Task inputs:
PR #1278, opened 2024-05-14
Refactor/advection

timfelle:
- Simplified the factory.
- Reduced usage to only whats used.
- Split advection into multiple files.


timofeymukha:
Very nice. What I am wondering, now that we are restructuring a bit, is whether we should have this in fluid and the different advection types in bcknd, moving forward. It is used in scalar as well, I suppose. I think we could promote it to its own directory in src. Something for you guys to consider.

timofeymukha (approved):

src/Makefile.am
```diff
@@ -197,6 +197,8 @@ neko_fortran_SOURCES = \
 	fluid/flow_ic.f90\
 	fluid/advection.f90\
 	fluid/advection_fctry.f90\
+    fluid/bcknd/advection/adv_dealias.f90\
+    fluid/bcknd/advection/adv_no_dealias.f90\
 	fluid/bcknd/cpu/pnpn_res_cpu.f90\
```
njansson, line 202:
```suggestion
	fluid/advection_fctry.f90\
        fluid/bcknd/advection/adv_dealias.f90\
        fluid/bcknd/advection/adv_no_dealias.f90\
	fluid/bcknd/cpu/pnpn_res_cpu.f90\
```

njansson (approved):

PR #1280, opened 2024-05-15
Fix/rocm_version

timfelle:
Attempt to fix the github workflows. HIP seem to be not found


timofeymukha:
Or how does this work, if one changes the CI yaml file does it run the updated yaml file when doing CI for the PR...? :D

timfelle:
> Or how does this work, if one changes the CI yaml file does it run the updated yaml file when doing CI for the PR...? :D



> Or how does this work, if one changes the CI yaml file does it run the updated yaml file when doing CI for the PR...? :D

Yes, the CI is updated to the stuff defined here. However, it seem i did not catch the actual issue..

njansson (approved):

PR #3137, opened 2026-07-21
fix(embed): label content_chunks.model with the model that produced the vector (#1717)

### LINKED ISSUE #1717: Embedding: `gbrain embed`/`import` mislabels content_chunks.model as the gateway default (v0.41.x)

time-attack:
Fixes #1717
Takeover of #1803 — salvages @harjothkhara's per-chunk labeling + preserve-on-untouched semantics, rebased onto current master (the original diff no longer applied after the pace-mode rework wrapped upsertChunks in `observed(pacer, ...)`), and extends the fix to the inline import/sync paths the PR didn't cover.

## What
`content_chunks.model` recorded the engines' hardcoded `DEFAULT_EMBEDDING_MODEL` instead of the gateway-configured model that actually produced each vector, because the embed and import paths built `ChunkInput[]` without a `model` field.

## Changes
- `src/core/embedding.ts`: new `resolveEmbeddingModelLabel()` — resolved `provider:model` gateway label, `undefined` when the gateway is unconfigured (callers then keep the chunk's existing model rather than mislabeling).
- `src/commands/embed.ts` (embedPage / embedAll / embedAllStale): stamp the label on (re)embedded chunks; chunks preserved from a prior embed keep their existing model so a mixed-model page isn't relabeled wholesale.
- `src/core/import-file.ts`: stamp the label on inline-embedded markdown chunks and re-embedded code chunks; incremental code imports that reuse an existing embedding now carry the existing model label forward instead of falling back to the default.

## Tests
- `test/embed.serial.test.ts`: re-embedded chunk gets the resolved model, untouched chunk keeps its original label (fails on master).
- `test/import-signature-stamp.serial.test.ts`: end-to-end PGLite import — `content_chunks.model` equals the configured gateway model, not the default (fails on master).

Both engines are unchanged (no SQL edits), so engine parity is unaffected; the existing `COALESCE(EXCLUDED.model, ...)` upsert semantics now receive correct per-chunk labels from every caller.

### DIFF
--- a/src/commands/embed.ts
+++ b/src/commands/embed.ts
@@ -1,5 +1,5 @@
 import type { BrainEngine } from '../core/engine.ts';
-import { embedBatch, currentEmbeddingSignature } from '../core/embedding.ts';
+import { embedBatch, currentEmbeddingSignature, resolveEmbeddingModelLabel } from '../core/embedding.ts';
 import type { ChunkInput } from '../core/types.ts';
 import { chunkText } from '../core/chunkers/recursive.ts';
 import { createProgress, type ProgressReporter } from '../core/progress.ts';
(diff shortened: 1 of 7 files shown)


time-attack:
Thanks for the careful writeup and the rebase work salvaging #1803. Closing as already fixed: master now resolves the runtime gateway model inside both engines' chunk upsert fallback (postgres-engine.ts:2436, pglite-engine.ts:2320), landed in e1919fab (reland of #2846 via #3343), so chunks no longer get stamped with the hardcoded DEFAULT_EMBEDDING_MODEL. The remaining delta here is only the mixed-model-page relabeling nuance, which isn't worth threading a new label resolver through three caller paths.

Task details: Scan the data above. Return every line with "seem" in it.

Task response:
Attempt to fix the github workflows. HIP seem to be not found
Yes, the CI is updated to the stuff defined here. However, it seem i did not catch the actual issue..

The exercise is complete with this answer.